The Sun Also Rises: A Review

[I cannot express to you how glad I am that I am taking this class. I am
thoroughly enjoying Hemingway. The Sun Also Rises is one of the best books I've
read in quite a long time. For a while there, I was, for God knows what reason,
taking Physics and Chemistry and Biology. It is really an adventure to be back
with books and words and reading. I am also amazed that I never could read more
of Him when it wasn't an assignment. And how is it that when I am told to write
"a 3-5 page essay" I can only come through with two-and-a-half, but a "one-page
response" always wants to be twenty pages long?]

I finished reading SAR around ten o'clock tonight. I could have taken it all in
one big gulp when I began a week ago, but I couldn't do that. It wanted me to
bring it out slowly, so I often found myself reading five or ten pages and
laying it aside to absorb without engulfing. A man gets used to reading Star
Wars and pulp fiction and New York Times Bestsellers and forgets what literature
is until it slaps him in the face. This book was written, not churned out or
word-processed. Again, I thoroughly enjoyed reading.

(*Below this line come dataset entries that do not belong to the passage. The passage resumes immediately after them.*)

PR #6620, opened 2021-11-19
detect: file_data keyword works on nfs protocol

catenacyber:
Link to [redmine](https://redmine.openinfosecfoundation.org/projects/suricata/issues) ticket:
https://redmine.openinfosecfoundation.org/issues/4839

Describe changes:
- Allows nfs protocol on file_data keyword

PR #6777, opened 2022-01-13
Email log backport 6.0.5/v2

inashivb:
https://redmine.openinfosecfoundation.org/issues/4931
https://redmine.openinfosecfoundation.org/issues/4894

suricata-verify-pr: 632

### DIFF
--- a/src/detect-file-data.c
+++ b/src/detect-file-data.c
@@ -113,6 +113,10 @@ void DetectFiledataRegister(void)
             ALPROTO_HTTP2, HTTP2StateDataServer);
     DetectAppLayerInspectEngineRegister2("file_data", ALPROTO_HTTP, SIG_FLAG_TOCLIENT,
             HTP_RESPONSE_BODY, DetectEngineInspectBufferHttpBody, NULL);
+    DetectAppLayerMpmRegister2(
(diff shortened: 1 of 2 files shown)


victorjulien:
The nfs file_data commit is a feature that should not be backported.

inashivb:
> The nfs file_data commit is a feature that should not be backported.

hmm I'm just noticing you conversation w Philippe about it on the issue. @catenacyber is https://github.com/OISF/suricata/pull/6620/files fixing the leak in master somehow? Could you please tell what's the right way to approach the issue?

catenacyber:
> is https://github.com/OISF/suricata/pull/6620/files fixing the leak in master somehow?

Yes, it does the fix.
The bug is due to having `file.data` and later a `nfs` keyword in a signature.
The fix in master is to allow such a signature.

For the backport, I think Victor wants to error on such a signature to avoid the leak...
And yes, I am not sure what is the right way to achieve this...

jlucovsky:
> > is https://github.com/OISF/suricata/pull/6620/files fixing the leak in master somehow?
> 
> Yes, it does the fix. The bug is due to having `file.data` and later a `nfs` keyword in a signature. The fix in master is to allow such a signature.
> 
> For the backport, I think Victor wants to error on such a signature to avoid the leak... And yes, I am not sure what is the right way to achieve this...

I've been looking at the same issue with backports to 5.0.x.

Perhaps we could flag the issue when parsing the rule and invalidate it?

PR #6773, opened 2022-01-12
App maxtx 4530 v7

catenacyber:
Link to [redmine](https://redmine.openinfosecfoundation.org/projects/suricata/issues) ticket:
https://redmine.openinfosecfoundation.org/issues/4530

Describe changes:
- limits the number of active transactions per flow for HTTP2 and MQTT
- fixes MQTT transaction completion

This is to avoid DOS by quadratic complexity for protocols looping over the whole list of transactions looking for a
specific transation with an identifier, so that a new PDU gets processed within that transaction.

There may be other protocols with this problem (like Modbus)

Replaces #6751 with 
- fixing nits from code review
- making the maxtx configurable for MQTT

There is still the documentation about the Suricata.yaml added settings to do

PR #6783, opened 2022-01-13
App maxtx 4530 v8

catenacyber:

Describe changes:

Replaces #6773 with 
- implementing the maxtx for FTP
- user guide documentation for added suricata.yaml fields


catenacyber:
Replaced by https://github.com/OISF/suricata/pull/6788

PR #6791, opened 2022-01-14
util: fix int warnings

catenacyber:
Link to [redmine](https://redmine.openinfosecfoundation.org/projects/suricata/issues) ticket:
https://redmine.openinfosecfoundation.org/issues/4516

Describe changes:
- Fix integer warnings `-Wimplicit-int-conversion` in all util files

PR #6792, opened 2022-01-14
Warnint util 4516 v2

catenacyber:

Describe changes:
- Fix integer warnings `-Wimplicit-int-conversion` in all util files

Modifies #6791 
- also removes warnings from unit tests
- fixes radix tree loop (using uint, we can no longer have condition >= 0)

### DIFF
--- a/src/util-decode-mime.c
+++ b/src/util-decode-mime.c
@@ -448,7 +448,7 @@ static MimeDecField * MimeDecFillField(MimeDecEntity *entity, uint8_t *name,
         /* convert to lowercase and store */
         uint32_t u;
         for (u = 0; u < nlen; u++)
-            name[u] = tolower(name[u]);
+            name[u] = u8_tolower(name[u]);
 
         field->name = (uint8_t *)name;
         field->name_len = nlen;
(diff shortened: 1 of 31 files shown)


src/util-decode-mime.c
```diff
@@ -687,7 +687,11 @@ static uint8_t * GetFullValue(DataValue *dv, uint32_t *len)
 static inline uint8_t * FindBuffer(const uint8_t *src, uint32_t len, const uint8_t *find, uint32_t find_len)
 {
     /* Use utility search function */
-    return BasicSearchNocase(src, len, find, find_len);
+    if (find_len > UINT16_MAX) {
+        // TODO rewrite all this to have app-layer events
+        find_len = UINT16_MAX;
+    }
+    return BasicSearchNocase(src, len, find, (uint16_t)find_len);
```
victorjulien, line 694: I wonder if we should just update `BasicSearchNocase` to accept `uint32_t`?

catenacyber: `len` is `uint32_t`(haystack)
The needle is `uint16_t`
That looks reasonable...

suricata-qa:
Information:
 
|--|--|--|--| 
| | tlpr1_stats_chk |
| .flow.memuse | 524447808 | 553066368 | 94.83% | 

Pipeline 5699

src/util-decode-mime.c
victorjulien: ok, makes sense. Can you add a ticket for tracking the events setting?

victorjulien:
replaced by #6820

src/util-decode-mime.c
catenacyber: Or should this mime code get rustified first ?

victorjulien: For master that would be nice. Would we need a backport for this int handling though?

catenacyber: I do not know.
It will be a big work I guess...
I am not sure it is worth it...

I never noticed it until it was brought up in class, maybe because it wasn't a
point for me in In Our Time, but He doesn't often enough credit quotations with,
",he said," or, ",said Brett," or, ",Bill replied." In SAR it stood and called
attention to itself. I wasn't particularly bothered by His not telling me who
said what, but it was very...pointed. I first noticed around the hundredth page
or so. Then I realized I couldn't keep track of who was speaking. By not
dwelling on it, though, sort of (hate to say this) accepting it, I managed to
assign speech to whomever I felt was speaking. Gradually I came to enjoy it, in
another p...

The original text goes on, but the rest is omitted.